18 y/o pt with subclavian steal phenomenon…
Think Takayasu arteritis (pt is too young for atherosclerotic disease)
Which congenital heart disease is most likely?
Transposition of the great arteries
Note: This is the “egg-on-a-string” sign.
Which congenital heart disease is most likely?
Total anomalous pulmonary venous return
Note: This is the “snowman” sign.
Which congenital heart disease is most likely?
Tetralogy of Fallot
Note: This is the “boot-shaped heart” sign.
Which congenital heart disease is most likely?
Aortic coarctation
Note: This is the “figure 3” sign, where the middle of the “3” is the coarctation.
Which congenital heart disease is most likely?
Ebstein anomaly (classically, but can also be due to non-cardiac causes of high output failure, such as infantile hemangioendothelioma or vein of Galen malformation)
Note: This is the “box-shaped heart” sign, due to massively enlarged right atrium.
Which congenital heart disease is most likely?
Scimitar syndrome (partial anomalous pulmonary venous return with pulmonary hypoplasia)
What are the major cyanotic congenital heart diseases?
5 T’s
- Tetralogy of Fallot
- Total anonymous pulmonary venous return
- Transposition of the great arteries
- Truncus arteriosus
- Tricuspid atresia
What are the major non-cyanotic congenital heart diseases?
- ASD
- VSD
- PDA
- PAPVR (partial anomylous pulmonary venous return)
- Aortic coarctation (adult type, post ductal)
Which cyanotic heart disease if right-sided arch and increased pulmonary vasculature?
Think truncus arteriosus (types 1-3)
Which cyanotic heart disease if right-sided arch and decreased/normal pulmonary vasculature?
Think tetralogy of Fallot
Which diagnoses should you think about if you see CHF in a newborn?
- Total anomylous pulmonary venous return (infracardiac, type III)
- Congenital aortic or mitral stenosis
- Left sided hypoplastic heart
- Cor triatriatum
- Infantile (pre-ductal) coarctation
Which diagnoses should you think about if you see a small heart in a newborn?
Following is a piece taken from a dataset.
PR #1381, opened 2021-02-19
Added a reference to the SAM specification.

### LINKED ISSUE #1376: Documentation on SAM flags could use some fleshing out
FYI, "man samtools-flagstat" says only this about secondary alignments:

- Adrenal insufficiency (e.g. Addisons disease)
- Cachectic state
- Constrictive pericarditis
Which congenital heart diseases would result in death unless there is a coexistant shunt allowing admixture?
- Total anomylous pulmonary venous return (must have a PFO)
- Transposition of the great arteries
- Tetralogy of Fallot (must have VSD)
- Tricuspid atresia (must have VSD)
- Hypoplastic left heart
What is the most common congenital heart disease?
VSD
Note: 70% of small ones close spontaneously.